- **SOURCE INFORMATION**:
◇ ◇ ◇ ◇ ◇

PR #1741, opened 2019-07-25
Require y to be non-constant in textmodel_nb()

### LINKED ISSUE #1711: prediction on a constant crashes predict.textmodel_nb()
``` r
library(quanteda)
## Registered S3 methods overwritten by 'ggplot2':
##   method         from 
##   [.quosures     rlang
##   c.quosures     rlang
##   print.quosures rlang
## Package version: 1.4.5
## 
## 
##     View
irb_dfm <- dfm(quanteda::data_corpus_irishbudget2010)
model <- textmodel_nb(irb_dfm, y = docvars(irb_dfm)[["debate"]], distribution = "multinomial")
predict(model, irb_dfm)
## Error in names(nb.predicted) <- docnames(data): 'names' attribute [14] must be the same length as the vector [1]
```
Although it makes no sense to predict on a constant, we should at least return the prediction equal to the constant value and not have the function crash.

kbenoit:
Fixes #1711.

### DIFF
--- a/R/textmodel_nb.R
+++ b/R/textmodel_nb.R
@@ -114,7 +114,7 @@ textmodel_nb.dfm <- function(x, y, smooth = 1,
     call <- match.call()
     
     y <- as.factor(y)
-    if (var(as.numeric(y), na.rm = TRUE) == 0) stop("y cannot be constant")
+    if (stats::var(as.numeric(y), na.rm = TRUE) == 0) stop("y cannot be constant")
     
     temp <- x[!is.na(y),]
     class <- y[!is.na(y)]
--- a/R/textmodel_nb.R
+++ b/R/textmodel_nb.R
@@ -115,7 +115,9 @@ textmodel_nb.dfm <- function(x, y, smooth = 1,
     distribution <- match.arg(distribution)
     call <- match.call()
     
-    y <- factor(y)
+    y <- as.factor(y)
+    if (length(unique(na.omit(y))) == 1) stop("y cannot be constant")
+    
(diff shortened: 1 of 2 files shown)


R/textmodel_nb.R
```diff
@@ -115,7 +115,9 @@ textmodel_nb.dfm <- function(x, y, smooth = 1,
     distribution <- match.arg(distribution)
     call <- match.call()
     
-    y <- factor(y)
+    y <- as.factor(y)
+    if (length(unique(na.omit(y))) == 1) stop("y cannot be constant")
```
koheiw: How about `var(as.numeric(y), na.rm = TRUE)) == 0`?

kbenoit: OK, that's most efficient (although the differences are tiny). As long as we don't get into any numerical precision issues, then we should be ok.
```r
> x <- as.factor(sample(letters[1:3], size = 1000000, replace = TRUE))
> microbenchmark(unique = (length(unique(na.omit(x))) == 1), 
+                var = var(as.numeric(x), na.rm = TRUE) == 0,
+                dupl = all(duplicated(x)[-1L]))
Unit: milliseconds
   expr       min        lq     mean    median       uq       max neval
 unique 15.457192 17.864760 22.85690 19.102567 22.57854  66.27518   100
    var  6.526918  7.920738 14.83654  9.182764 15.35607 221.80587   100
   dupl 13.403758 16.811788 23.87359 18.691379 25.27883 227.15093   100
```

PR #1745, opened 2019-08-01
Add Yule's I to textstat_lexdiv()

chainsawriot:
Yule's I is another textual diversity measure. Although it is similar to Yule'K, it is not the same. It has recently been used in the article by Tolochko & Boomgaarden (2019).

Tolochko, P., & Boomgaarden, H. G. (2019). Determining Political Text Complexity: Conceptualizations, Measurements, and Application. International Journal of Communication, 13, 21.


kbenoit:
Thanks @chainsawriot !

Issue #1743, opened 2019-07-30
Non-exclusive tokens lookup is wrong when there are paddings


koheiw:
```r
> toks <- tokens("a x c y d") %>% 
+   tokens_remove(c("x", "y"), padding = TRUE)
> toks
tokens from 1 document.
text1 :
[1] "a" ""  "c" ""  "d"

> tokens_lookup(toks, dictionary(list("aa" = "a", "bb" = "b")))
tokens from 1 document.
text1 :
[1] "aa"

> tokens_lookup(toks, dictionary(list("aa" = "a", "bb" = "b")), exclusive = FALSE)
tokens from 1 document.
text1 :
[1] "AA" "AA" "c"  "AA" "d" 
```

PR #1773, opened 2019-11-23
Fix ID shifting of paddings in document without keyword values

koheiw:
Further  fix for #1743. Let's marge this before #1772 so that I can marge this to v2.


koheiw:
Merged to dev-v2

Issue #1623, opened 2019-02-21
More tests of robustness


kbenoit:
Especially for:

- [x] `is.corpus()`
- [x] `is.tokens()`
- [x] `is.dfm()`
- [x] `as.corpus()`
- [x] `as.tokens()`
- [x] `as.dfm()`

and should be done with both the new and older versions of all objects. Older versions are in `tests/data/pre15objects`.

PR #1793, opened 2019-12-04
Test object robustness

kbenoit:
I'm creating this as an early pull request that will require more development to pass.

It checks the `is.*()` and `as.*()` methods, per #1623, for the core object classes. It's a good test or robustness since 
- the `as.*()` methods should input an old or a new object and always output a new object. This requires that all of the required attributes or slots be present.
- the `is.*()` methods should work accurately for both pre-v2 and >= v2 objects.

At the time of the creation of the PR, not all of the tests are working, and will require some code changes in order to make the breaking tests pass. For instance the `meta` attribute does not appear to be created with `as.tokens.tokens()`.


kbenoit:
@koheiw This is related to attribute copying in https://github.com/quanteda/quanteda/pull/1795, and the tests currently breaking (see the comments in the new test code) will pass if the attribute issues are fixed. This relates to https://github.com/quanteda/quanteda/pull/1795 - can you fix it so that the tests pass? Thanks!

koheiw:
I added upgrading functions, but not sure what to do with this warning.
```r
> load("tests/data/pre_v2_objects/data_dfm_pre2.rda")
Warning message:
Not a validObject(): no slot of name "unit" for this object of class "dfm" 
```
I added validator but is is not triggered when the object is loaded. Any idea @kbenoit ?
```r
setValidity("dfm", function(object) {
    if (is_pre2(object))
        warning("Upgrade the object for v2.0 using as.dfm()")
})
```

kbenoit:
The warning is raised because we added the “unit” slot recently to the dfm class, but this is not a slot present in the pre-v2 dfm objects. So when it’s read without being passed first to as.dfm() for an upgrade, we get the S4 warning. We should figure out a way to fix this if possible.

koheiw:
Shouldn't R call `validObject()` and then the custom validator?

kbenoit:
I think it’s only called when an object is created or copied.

◇ ◇ ◇ ◇ ◇

- **EXERCISE BRIEF**:
Type out the entries again, word for word.

- **ANSWER TO THIS EXERCISE**:
PR #1741, opened 2019-07-25
Require y to be non-constant in textmodel_nb()

### LINKED ISSUE #1711: prediction on a constant crashes predict.textmodel_nb()
``` r
library(quanteda)
## Registered S3 methods overwritten by 'ggplot2':
##   method         from 
##   [.quosures     rlang
##   c.quosures     rlang
##   print.quosures rlang
## Package version: 1.4.5
## 
## 
##     View
irb_dfm <- dfm(quanteda::data_corpus_irishbudget2010)
model <- textmodel_nb(irb_dfm, y = docvars(irb_dfm)[["debate"]], distribution = "multinomial")
predict(model, irb_dfm)
## Error in names(nb.predicted) <- docnames(data): 'names' attribute [14] must be the same length as the vector [1]
```
Although it makes no sense to predict on a constant, we should at least return the prediction equal to the constant value and not have the function crash.

kbenoit:
Fixes #1711.

### DIFF
--- a/R/textmodel_nb.R
+++ b/R/textmodel_nb.R
@@ -114,7 +114,7 @@ textmodel_nb.dfm <- function(x, y, smooth = 1,
     call <- match.call()
     
     y <- as.factor(y)
-    if (var(as.numeric(y), na.rm = TRUE) == 0) stop("y cannot be constant")
+    if (stats::var(as.numeric(y), na.rm = TRUE) == 0) stop("y cannot be constant")
     
     temp <- x[!is.na(y),]
     class <- y[!is.na(y)]
--- a/R/textmodel_nb.R
+++ b/R/textmodel_nb.R
@@ -115,7 +115,9 @@ textmodel_nb.dfm <- function(x, y, smooth = 1,
     distribution <- match.arg(distribution)
     call <- match.call()
     
-    y <- factor(y)
+    y <- as.factor(y)
+    if (length(unique(na.omit(y))) == 1) stop("y cannot be constant")
+    
(diff shortened: 1 of 2 files shown)


R/textmodel_nb.R
```diff
@@ -115,7 +115,9 @@ textmodel_nb.dfm <- function(x, y, smooth = 1,
     distribution <- match.arg(distribution)
     call <- match.call()
     
-    y <- factor(y)
+    y <- as.factor(y)
+    if (length(unique(na.omit(y))) == 1) stop("y cannot be constant")
```
koheiw: How about `var(as.numeric(y), na.rm = TRUE)) == 0`?

kbenoit: OK, that's most efficient (although the differences are tiny). As long as we don't get into any numerical precision issues, then we should be ok.
```r
> x <- as.factor(sample(letters[1:3], size = 1000000, replace = TRUE))
> microbenchmark(unique = (length(unique(na.omit(x))) == 1), 
+                var = var(as.numeric(x), na.rm = TRUE) == 0,
+                dupl = all(duplicated(x)[-1L]))
Unit: milliseconds
   expr       min        lq     mean    median       uq       max neval
 unique 15.457192 17.864760 22.85690 19.102567 22.57854  66.27518   100
    var  6.526918  7.920738 14.83654  9.182764 15.35607 221.80587   100
   dupl 13.403758 16.811788 23.87359 18.691379 25.27883 227.15093   100
```

PR #1745, opened 2019-08-01
Add Yule's I to textstat_lexdiv()

chainsawriot:
Yule's I is another textual diversity measure. Although it is similar to Yule'K, it is not the same. It has recently been used in the article by Tolochko & Boomgaarden (2019).

Tolochko, P., & Boomgaarden, H. G. (2019). Determining Political Text Complexity: Conceptualizations, Measurements, and Application. International Journal of Communication, 13, 21.


kbenoit:
Thanks @chainsawriot !

Issue #1743, opened 2019-07-30
Non-exclusive tokens lookup is wrong when there are paddings


koheiw:
```r
> toks <- tokens("a x c y d") %>% 
+   tokens_remove(c("x", "y"), padding = TRUE)
> toks
tokens from 1 document.
text1 :
[1] "a" ""  "c" ""  "d"

> tokens_lookup(toks, dictionary(list("aa" = "a", "bb" = "b")))
tokens from 1 document.
text1 :
[1] "aa"

> tokens_lookup(toks, dictionary(list("aa" = "a", "bb" = "b")), exclusive = FALSE)
tokens from 1 document.
text1 :
[1] "AA" "AA" "c"  "AA" "d" 
```

PR #1773, opened 2019-11-23
Fix ID shifting of paddings in document without keyword values

koheiw:
Further  fix for #1743. Let's marge this before #1772 so that I can marge this to v2.


koheiw:
Merged to dev-v2

Issue #1623, opened 2019-02-21
More tests of robustness


kbenoit:
Especially for:

- [x] `is.corpus()`
- [x] `is.tokens()`
- [x] `is.dfm()`
- [x] `as.corpus()`
- [x] `as.tokens()`
- [x] `as.dfm()`

and should be done with both the new and older versions of all objects. Older versions are in `tests/data/pre15objects`.

PR #1793, opened 2019-12-04
Test object robustness

kbenoit:
I'm creating this as an early pull request that will require more development to pass.

It checks the `is.*()` and `as.*()` methods, per #1623, for the core object classes. It's a good test or robustness since 
- the `as.*()` methods should input an old or a new object and always output a new object. This requires that all of the required attributes or slots be present.
- the `is.*()` methods should work accurately for both pre-v2 and >= v2 objects.

At the time of the creation of the PR, not all of the tests are working, and will require some code changes in order to make the breaking tests pass. For instance the `meta` attribute does not appear to be created with `as.tokens.tokens()`.


kbenoit:
@koheiw This is related to attribute copying in https://github.com/quanteda/quanteda/pull/1795, and the tests currently breaking (see the comments in the new test code) will pass if the attribute issues are fixed. This relates to https://github.com/quanteda/quanteda/pull/1795 - can you fix it so that the tests pass? Thanks!

koheiw:
I added upgrading functions, but not sure what to do with this warning.
```r
> load("tests/data/pre_v2_objects/data_dfm_pre2.rda")
Warning message:
Not a validObject(): no slot of name "unit" for this object of class "dfm" 
```
I added validator but is is not triggered when the object is loaded. Any idea @kbenoit ?
```r
setValidity("dfm", function(object) {
    if (is_pre2(object))
        warning("Upgrade the object for v2.0 using as.dfm()")
})
```

kbenoit:
The warning is raised because we added the “unit” slot recently to the dfm class, but this is not a slot present in the pre-v2 dfm objects. So when it’s read without being passed first to as.dfm() for an upgrade, we get the S4 warning. We should figure out a way to fix this if possible.

koheiw:
Shouldn't R call `validObject()` and then the custom validator?

kbenoit:
I think it’s only called when an object is created or copied.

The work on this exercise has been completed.